Why is credit card data so easy to steal?

Because the technology designed to keep consumers’ confidential information secure was developed at the same time the Beatles arrived in America, says Matthew Shay, CEO of the National Retail Federation.

“We’re using essentially an 8-track tape from the 1960s,” Shay said in an interview on CNBC in January.

He’s referring to the magnetic strip on the majority of the 1.2 billion credit and debit cards in this country. The United States is the only major market that still uses that technology. Most regions have retired the magnetic strip in favor of more secure cards that have embedded computer chips and require PIN numbers.

Because this “chip-and-PIN” technology has become the norm in places like Europe, credit card transactions in the United States are the low-hanging fruit and more vulnerable to hackers. Since 2004, bank card fraud rates have increase 70 percent in this country, according to a 2013 report by Accenture.

“It’s time to move to a computerized magnetic chip embedded in cards and PIN readers, something that at least is in the 21st century,” Shay said.

The series of high-profile data breaches in the past year – including Target, which exposed 40 million credit cards to fraud, Neiman Marcus and now Home Depot – have increased the sense of urgency among consumers, retailers, banks and credit card companies to switch to the more secure chip-and-PIN technology.

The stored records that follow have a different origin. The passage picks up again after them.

PR #205, opened 2024-01-05
Save as system #137

### LINKED ISSUE #137: A user/operator should be able to save a System as
Same as #105 but for systems

joelvdavies:
## Description

- Adds a menu to each system/subsystem with edit, save as and delete (which has been removed from the landing page)
- Adds save as dialog

image
image

## Testing instructions

- [ ] Review code
- [ ] Check Actions build
- [ ] {more steps here}

## Agile board tracking

Closes #137

### DIFF
--- a/cypress/e2e/system.cy.ts
+++ b/cypress/e2e/system.cy.ts
@@ -350,7 +350,7 @@ describe('System', () => {
       });
     });
 
-    it("save as a system eidting only a system's name (in subsystem)", () => {
+    it("save as a system editing only a system's name (in subsystem)", () => {
       cy.visit('/systems/65328f34a40ff5301575a4e3');
 
       cy.findAllByLabelText('Row Actions').eq(0).click();
--- a/cypress/e2e/system.cy.ts
+++ b/cypress/e2e/system.cy.ts
@@ -72,7 +72,11 @@ describe('System', () => {
       }).should(async (postRequests) => {
         expect(postRequests.length).equal(1);
         expect(JSON.stringify(await postRequests[0].json())).equal(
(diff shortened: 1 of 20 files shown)


cypress/e2e/system.cy.ts
```diff
@@ -272,49 +285,148 @@ describe('System', () => {
...
+            location: 'System location',
+            owner: 'System owner',
+            importance: 'medium',
+            parent_id: null,
+          })
+        );
+      });
+    });
+
+    it("save as a system eidting only a system's name (in subsystem)", () => {
```
MatteoGuarnaccia5, line 353:
```suggestion
    it("save as a system editing only a system's name (in subsystem)", () => {
```

MatteoGuarnaccia5 (commented):
image

When moving a system into another system, I found that the chosen system still remains visible, until you refresh the screen or click into the system it was moved into. Should probably refetch the systems after moved so that it displays the correct systems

“I think before Target there was some resistance in the retail industry (to invest in making the switch), and there may be some still, but with every passing data breach they have, they see there’s more and more at stake,” said Yellow Light Breen, executive vice president at Bangor Savings Bank, Maine’s largest locally owned bank. “The numbers are enormous.”

Bangor Savings Bank, which has roughly 100,000 debit cards in circulation, hasn’t seen any fraudulent activity as a result of the Home Depot breach, Breen said. However, the bank is in the process of reissuing more than 1,000 cards because of another probable, yet unannounced, security breach the bank’s fraud-detection system has identified at another national retailer.

“Clearly debit and credit card fraud is a massive challenge,” Breen said. “It seems to be just a fact of life. … By and large these are extremely sophisticated international criminal rings using really sophisticated methods to hack into the payment processing or software systems of large retailers.”

In March, Visa’s president, Ryan McInerney, said that the recent high-profile breaches had “served as a catalyst for much-needed collaboration between the retail and financial services industry on the issue of payment security.”

Credit card companies like Visa, MasterCard, American Express and Discover are pushing retailers to invest in new point-of-sale systems that will be able to accept chip-and-PIN cards by October 2015. In an effort to force adoption, the companies have announced that a “liability shift” will take place on that date, meaning that merchants unable to accept chip-and-PIN credit cards will be liable for any losses due to fraud. In the past, it’s usually the card-issuing bank that has eaten most of the fraud-related losses.

Bangor Savings Bank is working with its financial partners to issue debit cards with the chip-and-PIN technology, and will be able to meet the October 2015 deadline, Breen said.